- [Problem requirements]: Search the material below for the string "kwarg" and list each line that holds it.
****
PR #1554, opened 2025-01-15
Guard against indefinite caching

swrichards:
Because the timeout value for the ZGW caching is taken from the Django settings, it is not unthinkable that, due to some misconfiguration, the timeout value could end up being None. If this is passed as-is to the low-level Django caching backend, it will be interpreted as "cache forever", because the default kwarg of 60 would be overridden. This can lead to unexpected behavior, e.g. ZGW API objects appearing to be stale because the cache never expires.

This commit makes this process more explicit by setting a default only if no timeout kwarg is provided, and also interpreting a timeout of "None" as a request for the default timeout, to fully prohibit "cache forever" scenarios.

### DIFF
--- a/src/open_inwoner/utils/decorators.py
+++ b/src/open_inwoner/utils/decorators.py
@@ -56,24 +56,33 @@ def _map_cache_key_instance_attrs_to_placeholders(key):
     return mapped_key, identifiers
 
 
+_DEFAULT_CACHE_TIMEOUT = 60
+_CACHE_MISS = object()
+
+
 def cache(
     key: str,
     alias: str = "default",
     *,
-    timeout: int = 60,
+    timeout: int = _DEFAULT_CACHE_TIMEOUT,
 ):
     """
     Decorator factory for updating the django low-level cache.
 
-    It determines if the key exists in cache and skips it by calling the decorated function
-    or creates it if doesn't exist.
+    It determines if the key exists in cache and skips it by calling the decorated
+    function or creates it if doesn't exist.
 
-    :param key: the caching key to use. Can contain any named positional and keyword argument
-    of the wrapped function as interpolation placeholders. When deocarating a method,
-    you can also include instance attributes using the `"cache:{self.attr}"` syntax.
+    :param key: the caching key to use. Can contain any named positional and keyword
+    argument of the wrapped function as interpolation placeholders. When deocarating a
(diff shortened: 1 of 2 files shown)


src/open_inwoner/utils/decorators.py
```diff
@@ -72,9 +76,14 @@ def cache(
...
     you can also include instance attributes using the `"cache:{self.attr}"` syntax.
     :param alias: the Django cache to use, defaults to "default"
-    :param timeout: the timeout for the cache in seconds. Defaults to 60
+    :param timeout: the timeout for the cache in seconds. Defaults to 60. Note that you
+    cannot cache forever (`None` will be interpreted as a request to use the default),
+    but you can set this to `0` to avoid caching, as per the Django low-level cache
+    docs.
     """
 
+    _timeout = timeout if timeout is not None else _DEFAULT_CACHE_TIMEOUT
```
pi-sigma: I agree that we should disallow caching forever (though I'm not sure why anyone would want to try that), but the approach to `None` seems needlessly complicated and potentially confusing. Instead of re-interpreting some expected behavior in a different way because that is found more desirable (`timeout=None` doesn't mean that `timeout` is `None`, as one would expect, but rather `timeout` is `default` because that is found more desirable), I would prefer to keep the meaning of the original behavior and simply disallow it. That is, `if not isinstance(timeout, int): raise ValueError` or something like it.

What is the advantage of this approach to `None`? Perhaps I'm missing something...

pi-sigma (changes requested):

src/open_inwoner/utils/decorators.py
swrichards: That's a fair question.

To be clear: I don't think anybody _intends_ to cache forever, my concern was that this may _accidentally_ happen if a setting is missing/misconfigured, thus defaulting to `None` and infinite caching.

So your proposal would be to 1) keep `60` (or whatever) as the kwarg default but 2) raising if some other value is passed that is not an integer?

The advantage of this approach is basically that it uses a sane default if `None` was not intended, but I agree that's not preferable if the user meant to say something like "no caching" (which should be `0`), in which case a runtime error is probably preferable to implicit behavior.

TLDR: I'll go with your suggestion.

pi-sigma (approved):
****
- [Exercise result]:
Because the timeout value for the ZGW caching is taken from the Django settings, it is not unthinkable that, due to some misconfiguration, the timeout value could end up being None. If this is passed as-is to the low-level Django caching backend, it will be interpreted as "cache forever", because the default kwarg of 60 would be overridden. This can lead to unexpected behavior, e.g. ZGW API objects appearing to be stale because the cache never expires.
This commit makes this process more explicit by setting a default only if no timeout kwarg is provided, and also interpreting a timeout of "None" as a request for the default timeout, to fully prohibit "cache forever" scenarios.
So your proposal would be to 1) keep `60` (or whatever) as the kwarg default but 2) raising if some other value is passed that is not an integer?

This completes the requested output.